Bringing About Change

We hear more and more in the news that my so-called generation is the worst generation, the most spoiled, selfish generation. The generation that doesn’t want to work for a living. I say that is not true.

In 1968, Life Magazine published an article about the newest generation of working adults, the Baby Boomer generation. The article reads exactly like the article in Time not too long ago about Millennials, the Time article about how lazy and entitled Gen X kids were in 1990, and a million other examples.

The newest generation of twenty somethings are always self obsessed, have no respect for anyone, don’t want to work, and things were way better last generation. Too bad the last generation was also terrible in the eyes of the generation before it.
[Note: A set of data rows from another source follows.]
PR #515, opened 2025-07-25
MWPW-176896 - PS marquee widget mobile-image-bottom flicker

rgclayton:
**Context:**
The media breakpoint needs to match what's being set in Milo's `split marquee`. The Milo marquee uses [decorate.js](https://github.com/adobecom/milo/blob/stage/libs/utils/decorate.js#L409-L418) to manipulates the DOM order for `.foreground` and `.image .asset` divs based on viewport size. 

* Added media query to match what's in Milo's `decorate.js` when changing viewports to avoid the flicker at 600px when using variant `.mobile-image-bottom`.
* **Note:** Viewport needs to match the viewport set for marquee to avoid flickering.

Resolves: [MWPW-176896](https://jira.corp.adobe.com/browse/MWPW-176896)

**Test URLs:**
- Before: https://main--cc--adobecom.aem.page/creativecloud/photography/type/black-background-photography?unitylibs=ps-widget-mobile-image-bottom?martech=off
- After: https://main--cc--adobecom.aem.page/creativecloud/photography/type/black-background-photography?unitylibs=ps-widget-mobile-image-bottom&martech=off


sanjayms01 (approved):

robert-bogos (approved):

asonnalagi:
Verified with the libs given in the PR. All looks good. Test Results are in the task [MWPW-176896](https://jira.corp.adobe.com/browse/MWPW-176896)

PR #524, opened 2025-08-05
[MWPW-177381] : Switching summary generator from MFU to SFU

arugupta1992:
As per the updated requirements from the product, this PR consists config change to restrict summary-generator to SFU

Resolves: [MWPW-177381](https://jira.corp.adobe.com/browse/MWPW-177381)

**Test URLs:**
Before: https://stage--dc--adobecom.aem.live/acrobat/online/merge-pdf?unitylibs=stage
After: https://stage--dc--adobecom.aem.live/acrobat/online/merge-pdf?unitylibs=sumGenSFU


rohitsahu (approved):
lgtm

sanjayms01:
> hi @arugupta1992 please merge it to stage. we start full testing in staging. thanks

Hi @sigadamvenkata! We believe there's still some testing that can be done on the feature branch to verify some of the logic. We'd still like to push for doing basic verification on the feature branch where possible to reduce the likelihood of bugs appearing on stage, as that can have impacts to our consumers as well. In this particular case, I think it would be great to have your verification if now uploading multiple files should result in an error toast as expected for example. We understand that E2E testing can only occur on stage but if we can get your documented sign-off on those particular items that can be tested on the feature branch (vs. what cannot be) before we merge our PRs, we'd really appreciate that.

At the same time, we can understand if you're coming up against any timing constraints from your end so happy to help support where needed. I know you and your team have helped support feature branch testing so far across all of our workflows, so just want to recommend that we continue that where feasible.

@arugupta1992 If there's any other specific cases you know can be verified on the feature branch that would help Venkata to test, please go ahead and document them on this PR as well.

Thank you!

PR #526, opened 2025-08-06
[MWPW-177382] Increase max concurrent files count to 10 for high end devices

rohitsahu:
Increase batch size to 10 files for high end, 5 for mid and and 3 for low end machines.
Do not block a batch if task completed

Millennials are not selfish and they do want to work. As we were shafted by the poor economy built for us by Clinton’s (and successors) disregard for how Freddie and Fannie were putting housing loans together, we find that as the most educated generation the US has ever seen, we can find nothing that fits our educational levels. We find city planners have left out community locations where people can gather, like previous generations had. We are the loneliest generation; higher rates of loneliness have been found in many surveys. Even as connected as we are online, we still feel left out, alone, and shafted. Unhappy.
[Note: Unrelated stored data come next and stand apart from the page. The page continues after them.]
PR #553, opened 2025-09-02
[Do not merge][MWPW-179252] Adding support for fixing Multi Region Unity Calls

vipu0303:
1. Added support for fetching the base url via pageConfig call
2. Making this call when the user initiates the workflow

Resolves: [MWPW-179252](https://jira.corp.adobe.com/browse/MWPW-179252)

**Test URLs:**
- Before: https://stage--dc--adobecom.aem.live/acrobat/online/compress-pdf?unitylibs=stage
- After: https://stage--dc--adobecom.aem.page/acrobat/online/compress-pdf?unitylibs=multiRegionPoc2

### DIFF
--- a/unitylibs/core/workflow/workflow-acrobat/action-binder.js
+++ b/unitylibs/core/workflow/workflow-acrobat/action-binder.js
@@ -346,12 +346,74 @@ export default class ActionBinder {
   }
 
   getAcrobatApiConfig() {
+    console.log('getAcrobatApiConfig called');
     unityConfig.acrobatEndpoint = {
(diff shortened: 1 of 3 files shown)


unitylibs/core/workflow/workflow-acrobat/action-binder.js
```diff
@@ -346,14 +346,76 @@ export default class ActionBinder {
   }
 
   getAcrobatApiConfig() {
+    console.log('getAcrobatApiConfig called');
```
arugupta1992, line 349: Remove console logs

PR #562, opened 2025-09-10
[MWPW-180374]Increase unit test coverage for firefly workflow

Ruchika4:
* Increase unit test coverage for firefly workflow to bring it above 90%

Resolves: [MWPW-180374](https://jira.corp.adobe.com/browse/MWPW-180374)

**Test URLs:**
NA

### DIFF
--- a/test/core/workflow/workflow.firefly.test.js
+++ b/test/core/workflow/workflow.firefly.test.js
@@ -31,7 +31,7 @@ describe('Firefly Workflow Tests', () => {
       '.inp-field': [{ actionType: 'autocomplete' }],
     };
 
-    sinon.stub(UnityWidget.prototype, 'loadPrompts').callsFake(function () {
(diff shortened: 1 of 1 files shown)


vipu0303:
Current stats after this PR:
image
Hi @Ruchika4 Should we also put the branch and function level checks in check-coverage.js (currently it checks for Line coverage only). For now we can start with 70% for branches and 85% for functions so that we don't fall below these.
We all can pick up improving these number as per bandwidth.

Ruchika4:
> Current stats after this PR: image Hi @Ruchika4 Should we also put the branch and function level checks in check-coverage.js (currently it checks for Line coverage only). For now we can start with 70% for branches and 85% for functions so that we don't fall below these. We all can pick up improving these number as per bandwidth.

Hi @vipu0303 yes, that sounds good. We can create a ticket for that in our backlog.

PR #40, opened 2016-12-30
chore(dependencies): Removes unnecessary optional @types/graphql dependency

alexgorbatchev:
I don't believe `optionalDependency` is necessary. It installs `@types/graphql` which apparently conflicts with `graphql` typings causing issues like so:

```
$ tsc -p .
...
node_modules/@types/graphql/index.d.ts(126,9): error TS2484: Export declaration conflicts with exported declaration of 'IntrospectionNonNullTypeRef'
```

### DIFF
--- a/package.json
+++ b/package.json
@@ -105,9 +105,6 @@
     "tslint": "^4.0.2",
     "typescript": "^2.1.4"
   },
-  "optionalDependencies": {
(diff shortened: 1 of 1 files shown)


dotansimha:
Great. Thanks @alexgorbatchev !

We’re also to most aware generation. For hundreds of years, our predecessors had the mentality of feeling “blessed that you even have a job!” You should be happy that your no end job hasn’t given you a raise in three years, or cut your lunch break in half because they can. You should be happy that they give you health insurance and force you to pay for special parking.

You should be happy.

Should we? As the first generation that doesn’t ignore mental health issues, as the first generation open about eating disorders, depression, anxiety, and stress, perhaps we should be happy with whatever makes us happy, and not what society tells us should make us happy.

I took a walk at the local Botanical Gardens near my home today, I realized for the first time that we are the first generation that actually has the potential to be truly happy. As I watched the bees buzz around, I realized that we keep tabs on emotional as well as physical health better than any generation before. We have a social connectedness that has never existed in the world, as I posted pictures of flowers on social media. We have the potential to build the happiest generation.

And it started with me.

After five years at a job where there was nowhere to go, where I hadn’t received a raise since May of 2013, I finally called my boss to tell him I quit. The stress was too much and I could no longer handle it. I had half of a writing career and maybe $1000 in a savings account; the plan had been to leave after I paid off some debts and saved some more so I could start writing full time.
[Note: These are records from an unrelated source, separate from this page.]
PR #81, opened 2017-03-21
Fix for multiple extends in typescript generator

Anthonyzou:
Hi,

This is a fix for the typescript generator when an entity extends multiple other entities, a comma wasn't added previously, this PR fixes that.


generators/typescript-multiple-files/model.handlebars
```diff
@@ -1,3 +1,4 @@
+/* tslint:disable */
```
dotansimha: Why do we need to add this line? the linter should not be run on `handlebars` file

Anthonyzou: Its just so the resulting typescript file doesn't get linted not the handlebars file. It would probably be better if there was an option to add this line through the CLI.

dotansimha: Sure. makes sense.

dotansimha:
Thanks @Anthonyzou !! 
I will release a new version soon.

Anthonyzou:
When will the update be included? Thanks!

PR #109, opened 2017-06-24
update dev-test type files

zephraph:
The dev-test files were out of date. They're a good example of the types generated by the library so I think it's important to keep them updated. 

I'd suggest adding a script to do so automatically. I just manually ran the commands for now. 

BTW this library is GREAT! It's the best one I've found so far so awesome job!


dotansimha:
Thanks @zephraph !

PR #113, opened 2017-06-25
Prevent multi-file outputs from having duplicate imports

### LINKED ISSUE #112: Multi-file type files include duplicate imports
image

It looks like it currently just iterates through the special imports and adds an entry for every item that occurs in the body. Just need to dedupe the list.

zephraph:
This resolves #112.


dotansimha:
Great! Thanks @zephraph

PR #116, opened 2017-06-28
Fixes #111: Prevent primitives from being output like other models

### LINKED ISSUE #111: Multi-file outputs make a file and export for built in graphql types
image

There's two empty files to go along with that.

zephraph:
I'm not actually sure this is the best way to go about doing this. Maybe the logic should've went in the handleType method? Regardless, this gets the desired result. 

By the way, I think some of these methods really should be broken down to be more testable.


dotansimha:
Makes sense. 
Thanks @zephraph

Issue #96, opened 2017-05-13
Mutation with only a string return.


DJWassink:
Heya, awesome work on this project!

I really love getting typescript defenitions for my queries but I am running into a issue with a single mutation which only returns a `String!`

My mutations schema look like this:
```js
type Mutation {
    authenticate(email: String!, password: String!): String!
    register(email: String!, userName: String!, password: String!, password2: String!): User!
}
```

And in my react component:
```js
//in register.tsx
const RegisterMutation = gql`
    mutation register($email: String!, $userName: String!, $password: String!, $password2: String!) {
        register(email: $email, userName: $userName, password: $password, password2: $password2) {
            id
        }
    }
`;

//in login.tsx
const AuthenticateMutation = gql`
    mutation authenticate($email: String!, $password: String!) {
        authenticate(email: $email, password: $password)
    }
`;
```

The `RegisterMutation` is returning a user object where I am selecting the `id` only and the defenitions gets generated correctly but for the `AuthenticateMutation` I am not selecting anything because it only returns a string.

running the command below will result in a crash
```
 gql-gen --file schema.json --template typescript --out ./typings/b.ts ./src/account/login.tsx
```

```
TypeError: Cannot read property 'fields' of undefined
    at /home/dirkjan/.config/yarn/global/node_modules/graphql-code-generator/dist/handlers/inner-models-builer.js:67:29
    at Array.forEach (native)
    at Object.exports.buildInnerModelsArray (/home/dirkjan/.config/yarn/global/node_modules/graphql-code-generator/dist/handlers/inner-models-builer.js:11:47)
    at Object.exports.handleOperation (/home/dirkjan/.config/yarn/global/node_modules/graphql-code-generator/dist/handlers/operation-handler.js:51:49)
    at /home/dirkjan/.config/yarn/global/node_modules/graphql-code-generator/dist/engine/codegen.js:20:56
    at Array.forEach (native)
    at Object.exports.prepareCodegen (/home/dirkjan/.config/yarn/global/node_modules/graphql-code-generator/dist/engine/codegen.js:17:30)
    at Transform (/home/dirkjan/.config/yarn/global/node_modules/graphql-code-generator/dist/engine/transform-engine.js:27:29)
Error: TypeError: Cannot read property 'fields' of undefined
```

I guess it has something to do with the fact that it returns a string instead of a object?

DJWassink:
For now I have solved the issue by returning a type only containing a single string, so in my schema I now have added:

[...]

Issue #84, opened 2017-03-23
input types are not emitted (typescript, noSchema===true)


thunder7553:
given a query:

```graphql
query getUsers($pager: PagerInput) {
    users(pager: $pager) {
        docReferenceId
        docType
        displayName
    }
}
```

the output is 

```javascript
   export type DOCTYPE = "user" | "subject";
   export type ROLE = "admin" | "subjectcoordinator" | "author" | "superuser" | "evaluator" | "translator";
   export namespace GetUsersQuery {
      export type Variables = {
         pager: PagerInput | null;
      }
     export type Result = {
        users: Array<Users>;
     } 
     export type Users = {
       docReferenceId: string;
       docType: DOCTYPE;
      displayName: string;
    } 
   }
```

The PagerInput is missing.

dotansimha:
@thunder7553 
Done in 0.8.0 :)

PR #117, opened 2017-06-28
WIP: Refactor package

dotansimha:
Progress: 99.999%

The goals are: 
- [x] Move codegen core to a package and don't use `fs` 
- [x] Move generators to separate package
- [x] Refactor directories structure and use Lerna to manage package's dependencies 
- [x] Refactor GraphQL Schema template context builder and object
- [x] Handle fields and types in a better way  (related to https://github.com/dotansimha/graphql-code-generator/issues/96 and https://github.com/dotansimha/graphql-code-generator/issues/84) - my idea is to use expose the schema template context the same way GraphQL treat it's types (separate arrays for enum, type, input, union, interface, scalar)
- [x] Treat Query and Mutation just like any other type
- [x] Fix CI
- [x] Refactor operations builder with flatten feature
- [x] Reimplement `typescript-single-file`
- [x] Reimplement imports builder for multiple files 
- [x] Reimplement `typescript-multi-file`
- [x] Move and refactor CLI util to a separate package (use fs only here)
- [x] Add support for input/output of a whole project (to generate apps)
- [x]  Fix lerna dependencies 
- [x] Add support for magic comments to easier integration in existing project (`/*gqlgen {{#each types }} */`
- [x] Move generators to separate packages with compilation package 
- [x] Add support for directives (https://github.com/graphql/graphql-js/pull/746)
- [ ] Update README
 
After merging to master:
- [ ] Reimplement `flow-single-file`
- [ ] Reimplement `swift-single-file`
- [ ]  100% code coverage for core & compiler packages
- [ ] Blog post

Ideas:
- [x] Consider implementing the flatten types map in a better way - maybe just add a reference inside the template context to the actual type along the type name.


dotansimha:
@DxCx  @zephraph any thoughts?

zephraph:
Whew... this is a huge change. Okay, I'll comment as I can go through it...

dotansimha:
@zephraph my goal is to simplify the schema handler first. 
I am almost done, and you can find it here: https://github.com/dotansimha/graphql-code-generator/blob/refactor/all/packages/graphql-codegen-core/src/schema/schema-to-template-context.ts
Also, I changed the schema template context object to be: https://github.com/dotansimha/graphql-code-generator/blob/refactor/all/packages/graphql-codegen-core/src/types.ts#L55-L62

This is much simpler implementation for the Schema handling, the difference is that I'm creating an array for each GraphQL base type (scalar/enum/type/input...), instead of a single array for all of them together. 

I also separated it to 3 packages: 
- core (GraphQLSchema and operations string => template context object)
- generators (combines template and template context, also in charge of converting primitives to language primitives, eg. `String` => `string` and `Int` to `number` in case of TS)
- cli (Find, read, introspect and execute generator + core)

zephraph:
It might be a good idea to generate a copy of dev-test from master (on all supported variations) and have a test just for comparing final generated outputs.

dotansimha:
@zephraph I'm done with the scheme generation for typescript, and it looks like the result file is the same as the current implementation - so we are good so far :)

zephraph:
Cool! I'll run through the updates. There's a few things I want to test.

dotansimha:
@zephraph do you have good use cases for complicated operations (fragment/mutation/query)? I want to use it to write tests before implementing.

zephraph:
I don't at the moment but we can put one together.

zephraph:
It's really starting to come together!

dotansimha:
@zephraph almost there!! my next goal is to add the ability to generate a whole project with custom templates, something like this:
```
my-project/
    - index.js
    - router.js
    - graphql/
             - feed.graphql
    - wrappers/
              - operation.js.template
    - data-tables/
              - table.js.type.template
```

and you have a `type` called `MyType` on your GraphQLSchema.

The output will be:
```
    - index.js
    - router.js
    - graphql/
             - feed.graphql
    - wrappers/
              - operation.js.template
              - feed.query.js
    - data-tables/
              - table.js.type.template
              - mytype.table.js
```

This way, users can create a project and run the generator over a project's directory and generate anything they need that related to GraphQL (generate UI, HOC wrappers for React, ready-to-use `gql` wrappers or anything else :) )

What do you think?

PR #142, opened 2017-08-25
feat(typescript): emit nullable fields as optional

### LINKED ISSUE #138: Nullable fields with typescript
I'm having a recurring issue with how nullable fields are emitted in typescript. The current way is to use `field: <type> | null` which I suppose is theoretically correct, but in practice it doesn't always play well since typescript will complain that some nullable field is missing (because it's undefined and not actually null). The more typescriptish way would be to make it an optional field like `field?: <type>`, but I'm not sure if that would have other implications.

But when my skin started breaking out, when I started gaining stress weight, and having tremendous health problems from the stress of a succession of terrible management decisions and financial disappointments, I knew I wouldn’t make it that long. Only a year ago, at the age of 54, my mother had a heart attack. After a week in the hospital, she is healthier now than she was before, but still. I could see myself in her place. Now that I’m in my 30s, I believe my health really needs to come first.

I gave up my job at a high-stress position to write for myself. This job has it’s own set of problems, but nothing like what I was experiencing at work. I make less, but I’m also spending less. Between tolls, parking, gasoline, purchasing work-appropriate clothing and footwear, expensive food prices if I forgot my lunch, wear and tear on my car, and bills for stress related illness doctor visits, I had spent nearly $20,000 getting to and from work every day in the last five years. I spent an average of about $350 a month, especially when gas prices were high and the distance from work to home was greater.

So I walked around the Botanical Gardens in the middle of the day on a Thursday. I traded in my gym membership for one to the gardens. I traded in the workout that felt like work for something that made me happy. I traded in my job for a different life. I traded in my job security for my health.

Millennials are not selfish, we’re not unwilling to work and we are not lazy. But we’re not going to deal with your crap either. If a job doesn’t fit our lives, we’ll leave. That’s not lazy or entitled, that’s thinking forward. We have the potential to become the happiest, most connected, best working-life balancing generation ever. How is that such a bad thing?